Questar launched the program in 1998, saying it intended to eventually start providing natural gas of a different content to Wasatch Front customers.

It urged residents to have gas-burning appliances adjusted by a licensed heating contractor, who would place a green sticker on the appliance when he was done.

Questar said that without the adjustment, appliances could produce excess carbon monoxide.

Questar says the adjustment costs $75 to $125. Consumer Services puts it at $50 to $200.

"The committee remains unconvinced that Questar's green-sticker program offers any real safety assurance to customers," Reed Warnick, counsel for the committee, said Tuesday.

"And the committee is very concerned that Questar doesn't seem to know how many, or which, appliances need to be adjusted, or how many and which have been adjusted. The company doesn't appear to be adequately monitoring its own program."

Questar Gas spokesman Chad Jones said, "The committee's actions seem calculated to undermine the company's efforts to protect customer safety."

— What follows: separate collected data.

PR #922, opened 2025-07-07
Support operating `bytes` type protobuf field

samyycX:
As the title said, this PR allow plugins to read/write bytes type protobuf field.

### DIFF
--- a/CHANGELOG.md
+++ b/CHANGELOG.md
@@ -2,6 +2,14 @@
 
 All notable changes to this project will be documented in this file.
 
+## What's Changed in v1.0.325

Barrie McKay, Questar's director of regulatory affairs, said Tuesday that, without the adjustment, carbon monoxide output levels can exceed national standards.

However, McKay acknowledged that if gas appliances were properly ventilated, the safety issue really didn't pose a problem. He also said appliances installed after May 1, 1998, did not need modification.

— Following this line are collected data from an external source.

PR #924, opened 2025-07-08
Remove internal stack traces and add native signature bindings

SlynxCZ:
### Summary

This PR removes the runtime stack trace collection from `RegisterCallbackTrace(...)` due to significant overhead, and instead adds native-level signature bindings with clean wrappers.

These changes are **runtime-neutral**, fully backward compatible, and improve performance, stability, and modding capability.

---

#### Removed:

`StackTrace(2, true)` was previously used to capture the origin of each registered delegate. However, testing revealed that it incurs a **high runtime cost** when many callbacks are registered (especially during map start or event hooks).

Since [`AcceleratorCSS`](https://github.com/SlynxCZ/AcceleratorCSS) already provides external callback tracing at runtime with near-zero overhead, this internal mechanism was redundant.

#### New Focus:

Instead of internal diagnostics, this PR focuses on **exposing native engine features** for plugin developers via clean C# wrappers.

---

### Added

New native functions were added to `VirtualFunctions` via signature binding:

- `CBaseModelEntity::SetBodygroup`
- `CAttributeList::SetOrAddAttributeValueByName`
- `CBasePlayerWeapon::ChangeSubclass`

#### Example usage:

```csharp
// Change bodygroup (e.g. show/hide gloves)
pawn.SetBodygroup("default_gloves", 1);

// Modify item attributes (StatTrak, paintkit, wear, seed, etc.)
item.AttributeList.SetAttribute("kill eater", 1337);
item.NetworkedDynamicAttributes.SetAttribute("paintkit", 180);

// Change weapon subclass to different defindex (e.g. switch M4A1 → M4A4)
weapon.ChangeSubclass(5027);
```

These are wrapped in:
- `CBaseModelEntity.SetBodygroup(...)`
- `CAttributeList.SetAttribute(...)`
- `CBasePlayerWeapon.ChangeSubclass(...)`

---

### AcceleratorCSS Compatibility

This PR keeps the system **fully compatible with [AcceleratorCSS](https://github.com/SlynxCZ/AcceleratorCSS)** — a native Metamod plugin for CSS that:

- Tracks all runtime C# callback invocations
- Logs the last N callbacks before a crash
- Writes full crash context to disk
- Supports `SIGSEGV`, native callstacks, and callback profiles

It now fully relies on the lightweight external trace mechanism, without duplicating effort inside CounterStrikeSharp itself.

Future versions of AcceleratorCSS will expand with:
- Windows crash support

---

### Implementation

- Removed expensive internal stack trace logic (`StackTrace(2, true)`)
- Added native signature bindings:
  - `SetBodygroup`
  - `SetOrAddAttributeValueByName`
  - `ChangeSubclass`
- Added safe wrappers to appropriate entity types:
  - `CBaseModelEntity.cs`
  - `CAttributeList.cs`
  - `CBasePlayerWeapon.cs`
- Tested and production-ready (used in my live FUNPLAY servers)

---

### Notes

- Does **not** log or change runtime behavior
- No config flags needed — safe by default
- Great base for modding (skins, agents, kill counter logic, model visibility)

Let me know if you prefer config gating or capability restriction. Otherwise, this is stable, validated, and good to merge.


roflmuffin:
It would be good to implement the changes to the stacktrace tracking, but there are too many other miscellaneous changes in this PR (including formatting).

Would it be possible to create a separate PR with only the script context changes and nothing else, and without the formatting changes.

roflmuffin:
I've reverted the internal stacktrace in #927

"Mr. McKay admitted today that many appliances don't need to be adjusted at all," Warnick said. "People are getting it done when they don't need to have it done."

Julie Orchard, a spokeswoman for the Utah Public Service Commission, said the commission believes the green-sticker program is important. "It is a public health and safety issue," she said.

A carbon dioxide processing plant near Price is currently removing excess carbon dioxide from coal-bed methane gas, allowing natural gas to burn better in appliances in Wasatch Front homes.

The plant has allowed Questar more time in implementing its green-sticker campaign. However, the Utah Supreme Court recently rejected the $25 million cost of the plant from being passed on to Questar's customers.

As of June 2003, 24 percent of Questar's customers reported their appliances had been adjusted, up from 13 percent in the first quarter of 2002, McKay said.